At our regular meeting, members followed a presentation by Steve Cox a former Air Traffic Controller. Steve’s story relates to an era many will remember when the hijacking of aircraft was a relatively regular occurrence. This specific event was a Lufthansa Boeing Flight 181 bound from Majorca to Frankfurt in October 1977 and ‘captured’ in mid air shortly after take off by four terrorists. Relating the gripping events as the aircraft was diverted first to Rome then Larnaca and subsequently Bahrein, on each flight the pilot was alone in the flight cabin apart from a single hijacker holding a pistol to his head. Many airports en route had blocked their runways with trucks and obstacles to deny the terrorists and their innocent passengers a landing opportunity.
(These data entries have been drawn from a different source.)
PR #624, opened 2020-06-22
Fix casing of the prison number when indexing by prison number

willfish:
### Jira link

P4-<TODO>

### What?

prison_number/offender_number only comes in upcase form so just upcase them when they come into the index action

### Why?

- To support any casing on a prison number

### DIFF
--- a/spec/requests/api/people_controller_index_spec.rb
+++ b/spec/requests/api/people_controller_index_spec.rb
@@ -55,13 +55,21 @@ RSpec.describe Api::PeopleController do
 
       before do
         allow(People::Finder).to receive(:new).and_return(people_finder)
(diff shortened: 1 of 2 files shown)


spec/requests/api/people_controller_index_spec.rb
```diff
@@ -55,14 +55,22 @@
 
       before do
         allow(People::Finder).to receive(:new).and_return(people_finder)
-        allow(Moves::ImportPeople).to receive(:new).with([prison_number])
+        allow(Moves::ImportPeople).to receive(:new).with([prison_number.upcase])
```
willfish, line 58: We implicitly test that a prison number is always received in it's upcased form.

PR #626, opened 2020-06-22
Finalise v2 swagger documentation

willfish:
### Jira link

P4-<TODO>

### What?

As part of the supplier release we need to provide them with v2 documentation for integrating with our api.

In this PR, Alessandro and I:

- [x] Add moves v2 to swagger docs
- [x] Add Accept: application/vnd.api+json; version=2 to swagger doc
- [x] Add profile document patching to swagger doc
- [x] Remove unused files for hand_coded_paths_{v1,v2}

### Why?

As part of the supplier assurance we need to provide them with access to documentation for the breaking changes in v2.


swagger/v1/content_type_parameter.yaml
```diff
@@ -5,5 +5,4 @@ ContentType:
   required: true
   schema:
     type: string
-    default: application/vnd.api+json
```
willfish, line 8: This is wrong, we never default to this mime type

willfish: Hence why I've removed it :)

PR #627, opened 2020-06-22
Default rswag ui to point at v2 docs first in list

willfish:
### Jira link

P4-<TODO>

### What?

We're moving away from v1 and don't want to encourage integration with v1 apis.

Let's default to v2 so that links to our swagger docs point to what we want people to integrate with by default.

### Why?

Reduce accidents, generally.


willfish:
### Before default:

Screenshot 2020-06-22 at 16 18 42

### After default:

Screenshot 2020-06-22 at 16 18 50

PR #631, opened 2020-06-23
Set service_urls_expire_in to 5 min

alexdesi:
### Jira link

https://dsdmoj.atlassian.net/browse/P4-1558

### What?

This is an attempt to make urls expire in n minutes.

### Why?

For security reasons we must not create permanent url.


config/initializers/active_storage.rb
```diff
@@ -0,0 +1 @@
+Rails.application.config.active_storage.service_urls_expire_in = 1.minutes
```
alexdesi, line 1:
```suggestion
Rails.application.config.active_storage.service_urls_expire_in = 15.minutes
```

The next stage brought the captive plane with almost 100 passengers and crew and very little fuel to Dubai where our narrator Steve was then a recently qualified Air Traffic Controller. There were three tense days and nights in a control tower populated by numbers of military, diplomatic and security personnel in addition to the authorised ATCs. At length and under extreme pressure the Boeing was allowed to leave and whilst refused permission to land at several more North African airfields it finally took the ground at Mogadishu in Somalia. Here the final drama was played out. The heroic pilot Captain Jurgen Schumann who had already sought to provide covert information on the hijackers was given permission to inspect the undercarriage after a heavy landing, he took the opportunity to link up out of sight of his captors with military personnel on the ground giving further intelligence on the two male and two female terrorists. Returning to the plane the leading terrorist Mahmoud suspecting trickery forced the pilot to kneel in front of him before shooting him with a single pistol shot to the head.
This action crossed a line and later that evening the aircraft was boarded by special forces using stun grenades after diversionary fires had been started. Three of the terrorists were killed whilst the passengers and crew all survived, only one suffering a shrapnel wound. It was a stirring reminder of times when flying had hazards which are now largely and happily elements of our history. Steve was thanked as he had been introduced by Rotarian Teresa Whittaker.
Club members then briefly struck another very different and much sweeter tone in welcoming the gift of a very large quantity of M&M s courtesy of Mars industries and via our newest member Jacqui Molyneux. Two of our local ‘linked’ local schools and our regular food bank recipients are about to receive a rather substantial and very chocolatey surprise!